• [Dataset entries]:
********************
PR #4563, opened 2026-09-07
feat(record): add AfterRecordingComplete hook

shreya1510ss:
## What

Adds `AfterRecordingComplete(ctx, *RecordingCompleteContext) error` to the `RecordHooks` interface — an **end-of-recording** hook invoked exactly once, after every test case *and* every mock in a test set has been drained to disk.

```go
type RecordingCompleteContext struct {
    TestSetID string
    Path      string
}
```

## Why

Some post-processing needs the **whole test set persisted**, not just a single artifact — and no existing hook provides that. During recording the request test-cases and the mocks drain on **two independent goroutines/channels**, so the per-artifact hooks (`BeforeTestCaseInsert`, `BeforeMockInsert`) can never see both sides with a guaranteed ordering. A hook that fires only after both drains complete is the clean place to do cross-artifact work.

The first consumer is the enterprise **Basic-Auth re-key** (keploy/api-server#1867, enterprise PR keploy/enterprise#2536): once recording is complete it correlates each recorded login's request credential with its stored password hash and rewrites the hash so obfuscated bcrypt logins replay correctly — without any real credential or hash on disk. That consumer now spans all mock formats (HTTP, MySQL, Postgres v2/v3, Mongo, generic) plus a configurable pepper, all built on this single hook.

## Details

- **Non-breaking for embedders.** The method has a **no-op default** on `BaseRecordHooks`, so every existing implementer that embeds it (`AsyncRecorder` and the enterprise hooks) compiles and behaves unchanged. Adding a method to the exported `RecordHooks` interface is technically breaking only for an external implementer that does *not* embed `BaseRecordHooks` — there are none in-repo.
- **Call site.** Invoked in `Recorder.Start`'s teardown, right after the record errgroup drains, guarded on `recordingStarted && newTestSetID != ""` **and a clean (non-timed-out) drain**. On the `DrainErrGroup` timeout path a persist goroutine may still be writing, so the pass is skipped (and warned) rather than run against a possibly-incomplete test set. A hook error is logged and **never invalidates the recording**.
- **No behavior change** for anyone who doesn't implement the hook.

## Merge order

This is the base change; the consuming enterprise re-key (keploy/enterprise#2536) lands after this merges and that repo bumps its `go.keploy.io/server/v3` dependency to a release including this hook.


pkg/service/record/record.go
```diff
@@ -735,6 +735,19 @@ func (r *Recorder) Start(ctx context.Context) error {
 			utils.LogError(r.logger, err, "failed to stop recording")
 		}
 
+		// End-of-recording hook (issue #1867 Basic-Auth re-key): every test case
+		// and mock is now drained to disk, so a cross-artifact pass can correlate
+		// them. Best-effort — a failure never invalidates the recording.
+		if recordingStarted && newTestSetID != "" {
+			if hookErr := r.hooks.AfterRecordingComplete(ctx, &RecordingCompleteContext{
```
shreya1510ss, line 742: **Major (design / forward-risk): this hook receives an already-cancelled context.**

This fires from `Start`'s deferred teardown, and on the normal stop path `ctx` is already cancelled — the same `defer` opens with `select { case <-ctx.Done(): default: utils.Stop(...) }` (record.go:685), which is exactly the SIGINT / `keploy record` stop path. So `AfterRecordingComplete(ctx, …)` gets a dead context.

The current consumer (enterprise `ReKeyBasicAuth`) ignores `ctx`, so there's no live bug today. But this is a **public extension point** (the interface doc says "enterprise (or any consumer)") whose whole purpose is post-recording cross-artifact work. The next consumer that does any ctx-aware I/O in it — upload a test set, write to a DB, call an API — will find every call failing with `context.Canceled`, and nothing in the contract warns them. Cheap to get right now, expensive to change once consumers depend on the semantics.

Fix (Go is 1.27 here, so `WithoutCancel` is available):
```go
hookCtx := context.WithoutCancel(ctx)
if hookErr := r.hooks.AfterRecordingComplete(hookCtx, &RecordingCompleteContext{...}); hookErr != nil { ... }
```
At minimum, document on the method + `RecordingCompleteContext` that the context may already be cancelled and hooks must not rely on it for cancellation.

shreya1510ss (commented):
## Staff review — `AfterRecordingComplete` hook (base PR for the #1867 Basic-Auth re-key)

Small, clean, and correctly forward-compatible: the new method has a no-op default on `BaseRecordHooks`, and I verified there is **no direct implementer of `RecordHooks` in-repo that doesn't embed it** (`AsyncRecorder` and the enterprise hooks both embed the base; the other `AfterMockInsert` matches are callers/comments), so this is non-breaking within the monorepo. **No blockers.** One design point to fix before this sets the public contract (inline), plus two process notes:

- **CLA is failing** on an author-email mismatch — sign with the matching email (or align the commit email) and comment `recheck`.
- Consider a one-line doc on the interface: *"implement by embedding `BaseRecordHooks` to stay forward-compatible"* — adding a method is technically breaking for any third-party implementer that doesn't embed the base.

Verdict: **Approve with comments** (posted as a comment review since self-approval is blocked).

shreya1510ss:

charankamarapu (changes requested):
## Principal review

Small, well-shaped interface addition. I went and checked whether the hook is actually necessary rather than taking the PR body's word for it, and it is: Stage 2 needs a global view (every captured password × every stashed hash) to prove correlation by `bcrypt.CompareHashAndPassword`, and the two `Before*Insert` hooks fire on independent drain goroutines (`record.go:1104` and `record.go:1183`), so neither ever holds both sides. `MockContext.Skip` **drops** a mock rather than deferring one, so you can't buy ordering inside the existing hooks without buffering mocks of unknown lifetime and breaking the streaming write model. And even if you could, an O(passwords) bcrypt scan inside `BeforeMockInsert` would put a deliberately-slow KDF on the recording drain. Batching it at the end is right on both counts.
********************
The answer must be every entry, reproduced exactly.

PR #4563, opened 2026-09-07
feat(record): add AfterRecordingComplete hook

shreya1510ss:
## What

Adds `AfterRecordingComplete(ctx, *RecordingCompleteContext) error` to the `RecordHooks` interface — an **end-of-recording** hook invoked exactly once, after every test case *and* every mock in a test set has been drained to disk.

```go
type RecordingCompleteContext struct {
    TestSetID string
    Path      string
}
```

## Why

Some post-processing needs the **whole test set persisted**, not just a single artifact — and no existing hook provides that. During recording the request test-cases and the mocks drain on **two independent goroutines/channels**, so the per-artifact hooks (`BeforeTestCaseInsert`, `BeforeMockInsert`) can never see both sides with a guaranteed ordering. A hook that fires only after both drains complete is the clean place to do cross-artifact work.

The first consumer is the enterprise **Basic-Auth re-key** (keploy/api-server#1867, enterprise PR keploy/enterprise#2536): once recording is complete it correlates each recorded login's request credential with its stored password hash and rewrites the hash so obfuscated bcrypt logins replay correctly — without any real credential or hash on disk. That consumer now spans all mock formats (HTTP, MySQL, Postgres v2/v3, Mongo, generic) plus a configurable pepper, all built on this single hook.

## Details

- **Non-breaking for embedders.** The method has a **no-op default** on `BaseRecordHooks`, so every existing implementer that embeds it (`AsyncRecorder` and the enterprise hooks) compiles and behaves unchanged. Adding a method to the exported `RecordHooks` interface is technically breaking only for an external implementer that does *not* embed `BaseRecordHooks` — there are none in-repo.
- **Call site.** Invoked in `Recorder.Start`'s teardown, right after the record errgroup drains, guarded on `recordingStarted && newTestSetID != ""` **and a clean (non-timed-out) drain**. On the `DrainErrGroup` timeout path a persist goroutine may still be writing, so the pass is skipped (and warned) rather than run against a possibly-incomplete test set. A hook error is logged and **never invalidates the recording**.
- **No behavior change** for anyone who doesn't implement the hook.

## Merge order

This is the base change; the consuming enterprise re-key (keploy/enterprise#2536) lands after this merges and that repo bumps its `go.keploy.io/server/v3` dependency to a release including this hook.


pkg/service/record/record.go
```diff
@@ -735,6 +735,19 @@ func (r *Recorder) Start(ctx context.Context) error {
 			utils.LogError(r.logger, err, "failed to stop recording")
 		}
 
+		// End-of-recording hook (issue #1867 Basic-Auth re-key): every test case
+		// and mock is now drained to disk, so a cross-artifact pass can correlate
+		// them. Best-effort — a failure never invalidates the recording.
+		if recordingStarted && newTestSetID != "" {
+			if hookErr := r.hooks.AfterRecordingComplete(ctx, &RecordingCompleteContext{
```
shreya1510ss, line 742: **Major (design / forward-risk): this hook receives an already-cancelled context.**

This fires from `Start`'s deferred teardown, and on the normal stop path `ctx` is already cancelled — the same `defer` opens with `select { case <-ctx.Done(): default: utils.Stop(...) }` (record.go:685), which is exactly the SIGINT / `keploy record` stop path. So `AfterRecordingComplete(ctx, …)` gets a dead context.

The current consumer (enterprise `ReKeyBasicAuth`) ignores `ctx`, so there's no live bug today. But this is a **public extension point** (the interface doc says "enterprise (or any consumer)") whose whole purpose is post-recording cross-artifact work. The next consumer that does any ctx-aware I/O in it — upload a test set, write to a DB, call an API — will find every call failing with `context.Canceled`, and nothing in the contract warns them. Cheap to get right now, expensive to change once consumers depend on the semantics.

Fix (Go is 1.27 here, so `WithoutCancel` is available):
```go
hookCtx := context.WithoutCancel(ctx)
if hookErr := r.hooks.AfterRecordingComplete(hookCtx, &RecordingCompleteContext{...}); hookErr != nil { ... }
```
At minimum, document on the method + `RecordingCompleteContext` that the context may already be cancelled and hooks must not rely on it for cancellation.

shreya1510ss (commented):
## Staff review — `AfterRecordingComplete` hook (base PR for the #1867 Basic-Auth re-key)

Small, clean, and correctly forward-compatible: the new method has a no-op default on `BaseRecordHooks`, and I verified there is **no direct implementer of `RecordHooks` in-repo that doesn't embed it** (`AsyncRecorder` and the enterprise hooks both embed the base; the other `AfterMockInsert` matches are callers/comments), so this is non-breaking within the monorepo. **No blockers.** One design point to fix before this sets the public contract (inline), plus two process notes:

- **CLA is failing** on an author-email mismatch — sign with the matching email (or align the commit email) and comment `recheck`.
- Consider a one-line doc on the interface: *"implement by embedding `BaseRecordHooks` to stay forward-compatible"* — adding a method is technically breaking for any third-party implementer that doesn't embed the base.

Verdict: **Approve with comments** (posted as a comment review since self-approval is blocked).

shreya1510ss:

charankamarapu (changes requested):
## Principal review

Small, well-shaped interface addition. I went and checked whether the hook is actually necessary rather than taking the PR body's word for it, and it is: Stage 2 needs a global view (every captured password × every stashed hash) to prove correlation by `bcrypt.CompareHashAndPassword`, and the two `Before*Insert` hooks fire on independent drain goroutines (`record.go:1104` and `record.go:1183`), so neither ever holds both sides. `MockContext.Skip` **drops** a mock rather than deferring one, so you can't buy ordering inside the existing hooks without buffering mocks of unknown lifetime and breaking the streaming write model. And even if you could, an O(passwords) bcrypt scan inside `BeforeMockInsert` would put a deliberately-slow KDF on the recording drain. Batching it at the end is right on both counts.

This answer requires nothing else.